Camera Authentication

NVIDIA DRIVE® OS 6 introduces features to authenticate camera sensors, the control messages between camera sensors and Drive OS, and the image frames received from the camera sensors. This topic describes the following:
  • Camera authentication features and supported cameras.
  • How security features are deployed and configured with NVIDIA Drive OS 6 and how applications can use these features.
  • How authentication features can be enabled for additional camera sensors.

The target audience of this topic consists of OEMs and system integrators, software developers writing applications for Drive OS 6, and camera device driver writers.

Motivation and Use Cases

Cameras are used in autonomous vehicles for perception of the environment surrounding the vehicle. Camera data is typically used to assist the driver in maneuvering the vehicle, or to control the vehicle direction and speed, depending on the level of autonomy.

Several security threats are possible and applicable to this architecture.
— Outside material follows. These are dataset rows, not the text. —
PR #338, opened 2019-11-27
Add support for multiple incoming channels

cescoffier:
Like this:

```
@Incoming("a")
@Incoming("b")
@Outgoing("out")
public String process(String s) {
    // ...
}
```

### DIFF
--- a/.editorconfig
+++ b/.editorconfig
@@ -3,7 +3,7 @@ root = true
 [*]
 charset = utf-8
 indent_style = space
-indent_size = 2
+indent_size = 4
 trim_trailing_whitespace = true
 end_of_line = lf
 insert_final_newline = true
--- a/api/pom.xml
+++ b/api/pom.xml
@@ -1,41 +1,46 @@
 <?xml version="1.0" encoding="UTF-8"?>
-<project xmlns="http://maven.apache.org/POM/4.0.0" xmlns:xsi="http://www.w3.org/2001/XMLSchema-instance" xsi:schemaLocation="http://maven.apache.org/POM/4.0.0 http://maven.apache.org/xsd/maven-4.0.0.xsd">
-  <modelVersion>4.0.0</modelVersion>
+<project xmlns="http://maven.apache.org/POM/4.0.0" xmlns:xsi="http://www.w3.org/2001/XMLSchema-instance"
+         xsi:schemaLocation="http://maven.apache.org/POM/4.0.0 http://maven.apache.org/xsd/maven-4.0.0.xsd">
+    <modelVersion>4.0.0</modelVersion>
 
-  <parent>
-    <groupId>io.smallrye.reactive</groupId>
-    <artifactId>smallrye-reactive-messaging</artifactId>
-    <version>1.0.9-SNAPSHOT</version>
-  </parent>
+    <parent>
+        <groupId>io.smallrye.reactive</groupId>
+        <artifactId>smallrye-reactive-messaging</artifactId>
+        <version>1.0.9-SNAPSHOT</version>
+    </parent>
 
-  <artifactId>smallrye-reactive-messaging-api</artifactId>
-  <name>SmallRye Reactive Messaging API</name>
+    <artifactId>smallrye-reactive-messaging-api</artifactId>
+    <name>SmallRye Reactive Messaging API</name>
 
-  <dependencies>
-    <!--
-    This API does not depends on the upstream specification API as it's embedded.
-    The reason is because we need to modify the API to experiment and get feedback.
-    -->
-      <dependency>
-          <groupId>org.eclipse.microprofile.config</groupId>
-          <artifactId>microprofile-config-api</artifactId>
-      </dependency>
-  </dependencies>
+    <dependencies>
+        <!--
+        This API does not depend on the upstream specification API as it's embedded.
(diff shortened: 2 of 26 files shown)


.editorconfig
```diff
@@ -3,7 +3,7 @@ root = true
 [*]
 charset = utf-8
 indent_style = space
-indent_size = 2
+indent_size = 4
```
kenfinnigan: Does this conform to the definition of the IDE config we have for SmallRye? ;-)

api/pom.xml
```diff
@@ -12,10 +12,14 @@
   <name>SmallRye Reactive Messaging API</name>
 
   <dependencies>
-    <dependency>
-      <groupId>org.eclipse.microprofile.reactive.messaging</groupId>
-      <artifactId>microprofile-reactive-messaging-api</artifactId>
-    </dependency>
+    <!--
```
kenfinnigan: Maybe leave the dependency there but commented out?

doc/advanced.adoc
```diff
@@ -124,6 +124,22 @@ Emitter<String> emitter;
 The default buffer size (`127`) can be configured using the `smallrye.messaging.emitter.default-buffer-size` property set using MicroProfile Config.
 Note that this value is only applied when `OnOverflow` is not used.
 
+=== Repeatable `@Incoming`
+
+You can use several `@Incoming on a single method:
+
+[source,java]
```
kenfinnigan: Do we need to document `@Incomings` as well?

smallrye-reactive-messaging-provider/src/test/java/io/smallrye/reactive/messaging/incomings/IncomingsTest.java
```diff
@@ -0,0 +1,257 @@
...
+        }
+
+    }
+
+    @ApplicationScoped
+    public static class MyBeanUsingMultipleIncomingsAndMerge {
+
+        private List<String> list = new CopyOnWriteArrayList<>();
+
+        @Incoming("a")
```
kenfinnigan: Does one of these need to test `@Incomings`?

api/pom.xml
cescoffier: Yes, I was wondering about that, probably a good idea.

.editorconfig
cescoffier: nope, but the maven build does the job :-D

kenfinnigan: consistency!! ;-)

doc/advanced.adoc
cescoffier: Good question, I don't expect users to use it directly, but use multiple `@Incoming`. We should maybe say so in the javadoc. 

Unfortunately, it's how the repeatable annotations work, you create a container that would be "used" automatically.

smallrye-reactive-messaging-provider/src/test/java/io/smallrye/reactive/messaging/incomings/IncomingsTest.java
cescoffier: See my previous comment, do we want @Incomings to be a public API?
What's the other MP spec do?

doc/advanced.adoc
kenfinnigan: Ok, if it's purely for an implementation thing, then should `@Incomings` be in the api artifact or in the impl? And agree we need to doc it to indicate it's not for use

smallrye-reactive-messaging-provider/src/test/java/io/smallrye/reactive/messaging/incomings/IncomingsTest.java
cescoffier: Ok, as discussed in the call, I've added javadoc and explain how it can be used.

api/src/main/java/io/smallrye/reactive/messaging/annotations/Incomings.java
```diff
@@ -8,13 +8,37 @@
...
+ * This class is used to allow multiple {@link Incoming} declarations.
+ * You can either use:
+ *
+ * <pre><code>
+ * &#64;Incoming("a")
+ * &#64;Incoming("b")
+ * public void consume(T t);
+ * </code></pre>
+ *
+ * Or use the {@link Incomings} annotation as container:
```
kenfinnigan: so we're saying it's ok to use `@Incomings` now?

For some reason I thought the resolution was to javadoc not to use it? But I may have been distracted ;-)

api/pom.xml
cescoffier: Done.

api/src/main/java/io/smallrye/reactive/messaging/annotations/Incomings.java
cescoffier: :-D

I just follow what other specs have done, and let the user decide which flavor he prefers. 
See https://javaee.github.io/javaee-spec/javadocs/javax/annotation/Resources.html, too succinct for my taste, and does not say anything about the usage. 

So as we can't prevent the user to use it, let's explain how.

kenfinnigan: fair enough

PR #339, opened 2019-11-27
New emitter API

cescoffier:
Fix #297 
Supersedes #293 

@Emily-Jiang I have taken your PR and made sure we support both the old and new Emitter interface.  I've also added tests for the old emitter and updated the documentation.

### DIFF
--- a/api/src/main/java/io/smallrye/reactive/messaging/annotations/OnOverflow.java
+++ b/api/src/main/java/io/smallrye/reactive/messaging/annotations/OnOverflow.java
@@ -37,10 +37,17 @@ public @interface OnOverflow {
     enum Strategy {
         /**
          * Buffers <strong>all</strong> values until the downstream consumes it.
-         * This creates an unbound buffer if not used in conjunction with {@link #bufferSize()} to limit the size of the
-         * buffer. If the buffer is full, an error is propagated.
+         * This creates a buffer with the size specified by {@link #bufferSize()} if present.
+         * Otherwise, the size will be the value of the config property
+         * <strong>mp.messaging.emitter.defult-buffer-size</strong>.
+         * If the buffer is full, an error is propagated.
          */
         BUFFER,
+        /**
+         * Buffers <strong>all</strong> values until the downstream consumes it.
+         * This creates an unbound buffer. If the buffer is full, an error is propagated.
+         */
+        UNBOUNDED_BUFFER,
         /**
          * Drops the most recent value if the downstream can't keep up. It means that new value emitted by the upstream
          * are ignored.
@@ -71,7 +78,8 @@ public @interface OnOverflow {
 
     /**
      * @return the size of the buffer when {@link Strategy#BUFFER} is used. If not set and if the {@link Strategy#BUFFER}
-     *         strategy is used, an unbound buffer is used.
+     *         strategy is used, the buffer size will be defaulted to the value of the config property
+     *         mp.messaging.emitter.defult-buffer-size.
      */
     long bufferSize() default 0;
 
--- a/api/src/main/java/io/smallrye/reactive/messaging/annotations/OnOverflow.java
+++ b/api/src/main/java/io/smallrye/reactive/messaging/annotations/OnOverflow.java
@@ -40,12 +40,12 @@ public @interface OnOverflow {
          * This creates a buffer with the size specified by {@link #bufferSize()} if present.
          * Otherwise, the size will be the value of the config property
          * <strong>mp.messaging.emitter.defult-buffer-size</strong>.
-         * If the buffer is full, an error is propagated.
+         * If the buffer is full, an error will be propagated.
          */
         BUFFER,
         /**
          * Buffers <strong>all</strong> values until the downstream consumes it.
-         * This creates an unbound buffer. If the buffer is full, an error is propagated.
+         * This creates an unbound buffer. If the buffer is full, the application will die of {@code OutOfMemory}.
          */
         UNBOUNDED_BUFFER,
         /**
--- a/api/src/main/java/io/smallrye/reactive/messaging/annotations/OnOverflow.java
+++ b/api/src/main/java/io/smallrye/reactive/messaging/annotations/OnOverflow.java
@@ -39,17 +39,19 @@ public @interface OnOverflow {
          * Buffers <strong>all</strong> values until the downstream consumes it.
          * This creates a buffer with the size specified by {@link #bufferSize()} if present.
          * Otherwise, the size will be the value of the config property
-         * <strong>mp.messaging.emitter.defult-buffer-size</strong>.
+         * <strong>mp.messaging.emitter.default-buffer-size</strong>.
          * If the buffer is full, an error will be propagated.
          */
         BUFFER,
+
         /**
          * Buffers <strong>all</strong> values until the downstream consumes it.
-         * This creates an unbound buffer. If the buffer is full, the application will die of {@code OutOfMemory}.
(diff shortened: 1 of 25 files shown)


smallrye-reactive-messaging-provider/src/main/java/io/smallrye/reactive/messaging/extension/ChannelProducer.java
```diff
@@ -72,19 +72,51 @@
...
+    @Deprecated
+    <T> io.smallrye.reactive.messaging.annotations.Emitter<T> produceEmitterLegacy(InjectionPoint injectionPoint) {
+        LegacyEmitterImpl emitter = new LegacyEmitterImpl(getEmitter(injectionPoint));
+        return cast(emitter);
+    }
+
     @Produces
     @Stream("")
-    <T> Emitter<T> produceEmitterLegacy(InjectionPoint injectionPoint) {
+    @Deprecated
```
kenfinnigan: Should this have `@Deprecated`?

smallrye-reactive-messaging-provider/src/main/java/io/smallrye/reactive/messaging/extension/MediatorManager.java
```diff
@@ -63,7 +63,7 @@
     private final List<AbstractMediator> mediators = new ArrayList<>();
 
     @Inject
-    @ConfigProperty(name = "smallrye.messaging.emitter.default-buffer-size", defaultValue = "127")
+    @ConfigProperty(name = "mp.messaging.emitter.default-buffer-size", defaultValue = "127")
```
kenfinnigan: is this because we intend to move it to the spec soon and don't want to break people once it is?

smallrye-reactive-messaging-provider/src/main/java/io/smallrye/reactive/messaging/extension/ChannelProducer.java
cescoffier: I was wondering if Deprecated made sense here as it's very internal. I believe it would help me removing the old emitter once we decide to remove it completely. But no strong opinion.

smallrye-reactive-messaging-provider/src/main/java/io/smallrye/reactive/messaging/extension/MediatorManager.java
cescoffier: Yes, as it's a matter of weeks I believe it's ok.
We could consider this as a breaking change, but I don't believe anyone uses this property.

cescoffier:
@kenfinnigan are we good about the property? If so let's merge this one.

We could also support both property for a while.

smallrye-reactive-messaging-provider/src/main/java/io/smallrye/reactive/messaging/extension/ChannelProducer.java
kenfinnigan: Sorry, was referring to `produceEmiiterStream()` as having `@Deprecated`.

That's the new method right? So was confused as to why it's marked deprecated

smallrye-reactive-messaging-provider/src/main/java/io/smallrye/reactive/messaging/extension/MediatorManager.java
kenfinnigan: ok, that's fine

cescoffier: actually no, it's not fine, the documentation mentions the property, we need to support both.

smallrye-reactive-messaging-provider/src/main/java/io/smallrye/reactive/messaging/extension/ChannelProducer.java
cescoffier: I've added the javadoc and annotation to all the injection method from ChannelPRoducer explaining what are they injecting and why some of them are deprecated.

smallrye-reactive-messaging-provider/src/main/java/io/smallrye/reactive/messaging/extension/MediatorManager.java
cescoffier: I've re-introduced the management of both properties and updated the doc.

cescoffier:
@kenfinnigan sorry to bother you again, I've fixed the property management issue and added javadoc to `ChannelProducer` explaining the deprecation.

smallrye-reactive-messaging-provider/src/test/java/io/smallrye/reactive/messaging/inject/LegacyEmitterInjectionTest.java
```diff
@@ -0,0 +1,442 @@
...
+            return list;
+        }
+
+        public void run() {
+            emitter.send("a");
+            emitter.send("b");
+            /*
+             * try { emitter.send(null); } catch (IllegalArgumentException e) { caught =
+             * true; }
+             */
```
xstefank: this is intentionally commented? On line https://github.com/smallrye/smallrye-reactive-messaging/pull/339/files#diff-4a279cdc72ce161238860cec0e680dcdR108 it seems to be checked whether caught == true.

api/src/main/java/io/smallrye/reactive/messaging/annotations/OnOverflow.java
```diff
@@ -53,7 +62,7 @@
         FAIL,
 
         /**
-         * Keeps only the latest value, dropping any previous value if the downstream can't keep up.
+         * Keeps only the latest value, dropping any previous values if the downstream can't keep up.
```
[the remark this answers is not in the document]
cescoffier: All of them, only keeping the very last received item.

smallrye-reactive-messaging-provider/src/main/java/io/smallrye/reactive/messaging/extension/ChannelProducer.java
```diff
@@ -41,12 +53,28 @@
...
     @Stream("")
+    @Deprecated
     <T> Flowable<T> producePublisherLegacy(InjectionPoint injectionPoint) {
         return producePublisher(injectionPoint);
     }
 
+    /**
+     * Injects {@code PublisherBuilder<Message<X>>} and {@code PublisherBuilder<X>}
+     *
+     * @param injectionPoint the injection poirt
```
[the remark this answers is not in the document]
cescoffier: Ok... did I copy and paste a sentence with a typo ;-)

smallrye-reactive-messaging-provider/src/test/java/io/smallrye/reactive/messaging/inject/LegacyEmitterInjectionTest.java
Emily-Jiang: Yes, it is. With the new change, you cannot pass 'null' any more, because compiler cannot figure out which method to match null because of the method overloading.
@cescoffier maybe it is better to delete this block. My bad for leaving them.

cescoffier: Great catch, fixing...

cescoffier: Fixed.

PR #347, opened 2019-12-04
Support for message headers

cescoffier:


cescoffier:
Just a head's up.

I've started adding header support to connectors. I did Kafka and HTTP. I will continue shortly.

pgrabarsky:
Hi Clement,

1. The way headers are stored in a `Message` is exposed in the API as Headers extends `LinkedHashMap`. (Or, a new instance will have to be created each time `Message.getHeaders()` is called but I guess it is not the idea...)

2. The way it is used in `KafkaHeaders` is to have a lot of keys in this Map. And these keys are used for each piece of data (e.g. TOPIC, PARTITION...). Then the `KafkaHeaders` is fully static and can be used to facilitate access to the data, e.g. `KafkaHeaders.getKafkaTopic(message, "")`.

The possible improvements that I can see are:

1. Store the full structure of a `KafkaHeader` as a header. This would look like:
```
public interface IncomingKafkaHeader {
    public static final String KEY = "kafka.incoming";
    String getTopic();
    ...
}
IncomingKafkaHeader ikh = x.get(IncomingKafkaHeader.KEY);
String topic = ikh.getTopic()
```

This is an enabler for a possible future injections of parameters in the processor method or using CDI.

2. Hide the internal structure of the `Headers` storage inside the `Message`. To do so, a method `Message.getHeader(String key)` could be used to retrieve an entry. , e.g.:

```
IncomingKafkaHeader ikf = message.getHeader(IncomingKafkaHeader.KEY);
```

 (e.g. With header being a `MessageContext`:
   https://github.com/AmadeusITGroup/odyssey-reactive-messaging/blob/master/reactive-messaging/src/main/java/com/amadeus/middleware/odyssey/reactive/messaging/core/Message.java#L12
   https://github.com/AmadeusITGroup/odyssey-reactive-messaging/blob/master/business-app/src/main/java/com/amadeus/middleware/odyssey/reactive/messaging/business/app/MyOutgoingProcessor.java#L36
   ). 


3. It is also possible to require the headers to implement an interface with a method providing their KEY (e.g. https://github.com/AmadeusITGroup/odyssey-reactive-messaging/blob/master/reactive-messaging/src/main/java/com/amadeus/middleware/odyssey/reactive/messaging/core/MessageContext.java#L11).

Doing so enable this kind of API (shorter and less error-prone) to specify a Kafka target for the message:

```
KafkaTargetHeader kth = new KafkaTargetHeader("topic_x");
message.addHeader(kth); // instead of message.addHeader(KafkaTargetHeader.KEY, kth);
```

Also, it enable to use a non-associative container (e.g. a simple array) to store Headers in the message. This could be useful to reduce the memory impact when there is a of of messages in flight.

4. Then some suggestions for the name instead of Header:

* Context like in `MessageContext` ;-)

```
IncomingKafkaContext ikc = message.getContext(IncomingKafkaContext.KEY);
```

* Meta

```
IncomingKafkaMeta ikn = message.getMeta(IncomingKafkaMeta.KEY);
```

cescoffier:
Thanks @pgrabarsky! Great feedback.

Let's start with the last proposal (4) - the name. I discussed it a bit last week, and I'm going toward `metadata`. It avoids the confusion with `headers` and conveys the right meaning. 

So it would be something like:

```
MessageMetadata meta = message.getMetadata();
```

Also, you mentioned it, and I agree, I will add (this is your point (2)):

```
Whatever m = message.getMetadata(key);
Whatever m = message.getMetadata(key, new DefaultWhatever());
```

About (1) - I'm a bit puzzled. It may improve usability but make the immutable assumption much harder to verify and the stored object can be updated. This would create visibility issues. I was thinking of doing something like:

```
IncomingKafkaMessage<String, String> m = IncomingKafkaMessage.unwrap(message);
String topic = m.getTopic();
```

The `unwrap` method would create a high-level and read-only object to access the metadata. It would also manage the key and payload type. 

About (3) - I like the idea. I'd like the hear the opinion from @kenfinnigan

cescoffier:
I have renamed headers into metadata and provided Message method to access the metadata directly.

pgrabarsky:
Hi Clement,

I'm a bit puzzled by the `IncomingKafkaMessage` stuff ;-).

I probably miss something, but it looks to me that there are two assumptions behind this piece of code:

* The actual message dynamic type is `IncomingKafkaMessage`.

However, the actual message type might not always be `IncomingKafkaMessage`: Besides the discussion of whether a connector providor should extends/implements a `Message`, the (developer) end-user still could want to create a new child message. And it is then likely to have `Message` using the framework implementation propagating inside the stream. However the Kafka metadata should still be accessible.

* There is only one kind of metadata, matching the actual message type.

However, it is a great feature to support several kind of metadata into a message. One example of it is https://github.com/AmadeusITGroup/odyssey-reactive-messaging/blob/master/corporate-framework/src/main/java/com/amadeus/middleware/odyssey/reactive/messaging/corporate/framework/EventContext.java. This type of metadata is created from the initial message payload.
In this example, there is a unique id which is similar to a trace-id but is more functional. It can be used to connect the several distributed components logs participating in a single flow. More generally, it's an example of having messaging system dependent and messaging system non-depend metadata. Other use cases can be considered, e.g. `Message` coming from RabbitMQ could be send to Kafka by adding a `KafkaTargetMetadata` containing the topic name.

On top of these, the `unwrap` approach would lead to something like:

```
IncomingKafkaMessage<String, String> m = IncomingKafkaMessage.unwrap(message);
String topic = m.getTopic();
X m.getPayload();

EventMetadataMessage em = EventMetadataMessage.unwrap(message);
String em = em.getUniqueMessageId();
X em.getPayload();
```

Then each type of metadata would need to re-implement the `Message` interfaces and delegate the payload & acknowlegment method calls.

Hence, I feel more like having metadata seen purely as a message aggregate.

Philippe

cescoffier:
The `unwrap` parameter does not have to be a `Message` implementation. You could imagine something like:

```
Person person = Person.unwrap(message);
```

_unwrap_ might not be the right name actually. Basically this is a factory method that would create an object from a message object. In general, it would read the metadata of the given message. 

So you could imagine something like:

```
Message<String> message = incoming;

Person person = Person.unwrap(message); // read the `firstName` and `lastName` metadata
SpanContext sc = Tracing.unwrap(message).getSpanContext(); // Retrieves the Span Context (open tracing)

// Create a new message
X newPayload = ...;
Message<X> anotherMessage = message.withPayload(newPayload); // metadata from message are copied

// HAnd-made addition and propagation
Message<X> yetAnotherMessage = message.withPayload(newPayload).withMetadata(MetadataBuilder.from(message.getMetadata()).with("foo", "bar");
```
The last line could be improved with an "add" method. 
Also, not that each `with` is returning a new instance of Message (because of immutability).

pgrabarsky:
:thumbsup:

Ok then it looks better to me!

If I understand  correctly:

```
Person person = Person.unwrap(message);
// Is an equivalent of:
Person person = message.getMetadata(Person.KEY);
```

Just a side note as it is another topic: To enable a message to be a child of several ones, a `MessageBuilder` is likely to be needed (e.g. https://github.com/AmadeusITGroup/odyssey-reactive-messaging/blob/master/reactive-messaging/src/main/java/com/amadeus/middleware/odyssey/reactive/messaging/core/MessageBuilder.java#L6).

cescoffier:
About the `MessageBuilder` I agree, we start seeing a need for this.

cescoffier:
I Implemented a new metadata model using objects:

```
Message<String> message = Message.of("hello", Metadata.of(new Foo(...), new Bar(...));
Optional<Foo> foo = message.getMetadata(Foo.class);
Optional<Bar> bar = message.getMetadata(Bar.class);
```

AMQP, Kafka, JMS and HTTP connectors have been updated, as well as the documentation.

CC @pgrabarsky  @kenfinnigan

kenfinnigan:
I've taken a look through the changes and I have a few comments based on my limited understanding.

Though I love things being type-safe, as we get nice errors when compiling, given reactive messaging is working across many different types of connectors I prefer the flexible approach of a single bucket, a map, that captures all the headers. It's still possible for developers to create typed metadata classes for themselves that interrogate the map to provide a more type-safe access pattern if they so choose. But we don't lose the flexibility of having just a bucket of things.

I also think it's important that we don't require downstream consumers of the messages to know the types of values in the header to be able to process them. We don't always know who is developing a service that will receive a message we sent.

I may be wrong in some of this understanding, apologies if that's the case.

Issue #349, opened 2019-12-10
More SSL configuration options for AMQP


famartinrh:
AmqpConnector currently adds options to configure the amqp client via config properties and for ssl configuration there are still a few missing settings. 

The question is, would be considered to add the posibility to inject an optional `AmqpClientOptions` ?, this way there won't be a need to add more and more config properties and the AmqpConnector could be configured producing by CDI an AmqpClientOptions with the appropiate settings needed. I understand there are missing details like how to deal with the two config ways, allow both and merge properties, only allow one,... this is something could be discussed if this proposal is accepted.

cescoffier:
I like this idea! 

Should we inject a AmqpClientOptions or directly an AmqpClient (already configured) ? 

We also need to check how we will handle multiple channels using different clients.

famartinrh:
nice!

I think AmqpClientOptions is the thing, it will ease the moving to build time in quarkus, and the AmqpClient used here is the axle one and people maybe won't use it and we will have to convert it.... I think AmqpClientOptions is just fine.

I'll have to think about dealing with multiple channels

famartinrh:
We have an example in JmsConnector!!

We can add a config property named `client-options-name` or `client-name`, if we go with the AmqpClient approach, ie:
```
mp.messaging.incoming.foo.client-options-name=myfooclientoptions
```
and then we will have to produce a named instance like 
```
@Produces @Named("myfooclientoptions")
AmqpClientOptions produceOptions() {...
```
we could create our own qualifier, but named is enough.

Then I would implement that if there isn't any `client-options-name` configured but there is an instance of AmqpClientOptions then the amqp client would be created from that options instance.

And finally, to keep backwards compatibility, I would implement it to behave as always if there isn't any instance of AmqpClientOptions

cescoffier:
I would use `@Named` (even if it's a bit of an abuse of the annotation). I already use it in the JMS connector, let's continue with it.

However, you should, as in the JMS connector I believe, use `Instance<AmqpClientOptions`, and manage the cases:
1. no match
2. multiple matches

cescoffier:
@famartinrh, should we close this one as #352 has been merged?

PR #352, opened 2019-12-12
AMQP connector - configure amqp client via CDI producing an AmqpClientOptions bean

famartinrh:
Related to #349 
This PR adds a new config property `client-options-name` to allow configure the amqp connector via CDI ie:
```properties
mp.messaging.incoming.data.client-options-name=my-topic-config
```
```Java
    @Produces
    @Named("my-topic-config")
    public AmqpClientOptions options() {
        return new AmqpClientOptions()
                .setHost("localhost")
                .setPort(5672)
                .setUsername("smallrye")
                .setPassword("smallrye");
    }
```

This eases the configuration of features like SSL to connect with remote AMQP brokers.
Also note that this functionality is backwards compatible.

### DIFF
--- a/examples/amqp-quickstart/src/main/resources/META-INF/microprofile-config.properties
+++ b/examples/amqp-quickstart/src/main/resources/META-INF/microprofile-config.properties
@@ -13,8 +13,10 @@ smallrye.messaging.sink.data.durable=true
 smallrye.messaging.sink.my-channel.connector=smallrye-amqp
 smallrye.messaging.sink.my-channel.address=hello
 smallrye.messaging.sink.my-channel.durable=true
+smallrye.messaging.sink.my-channel.client-options-name=my-topic-config
 
 # AMQP source (we read from)
 smallrye.messaging.source.my-topic.connector=smallrye-amqp
 smallrye.messaging.source.my-topic.address=hello
 smallrye.messaging.source.my-topic.durable=true
+smallrye.messaging.source.my-topic.client-options-name=my-topic-config2
--- a/smallrye-reactive-messaging-amqp/src/main/java/io/smallrye/reactive/messaging/amqp/AmqpConnector.java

At a high level they are:

  • Tampering of the camera or its sensor: An entity that gains physical access to the camera and its sensor can tamper with the image or other data sent by the camera.
  • Tampering of image data: An entity that gains physical access to hardware CSI image data read channels can tamper with image data. Image data can be tampered in a way to disrupt the perception application that consumes this data. This can result in misclassification of image data.
  • Tampering of I2C Settings: An entity that gains physical access to HW I2C write channels can tamper with settings written by sensor drivers. These settings control the camera and can cause the quality of images sent by the camera to be affected to the point where images may not be correctly processed by perception applications.
  • Image Frame Replay and Forgery: An entity that gains physical access to hardware CSI image data read channels can intercept and replay previously sent image frames or forge new image frames. Image data can be tampered with to disrupt the perception application that consumes this data. This can result in misclassification of image data.

The camera authentication features provide mitigations against these threats.

Camera Authentication Features

NVIDIA DRIVE OS provides the following camera authentication features to mitigate against threats.

  • Camera authentication: establish the authenticity of the camera module and its sensor.
  • Image authentication: ensure that the image data is coming from the expected sensor, has not been tampered with, and is not a replay of a previously sent camera frame.
  • Control authentication: ensure that control messages (typically exchanged with i2c) are not tampered with.

Supported Products

There is no established standard for authenticating camera modules or authenticating data from camera modules. The camera authentication algorithms and protocols used depend on the capabilities provided by a specific camera model, with each camera vendor implementing their own proprietary solution.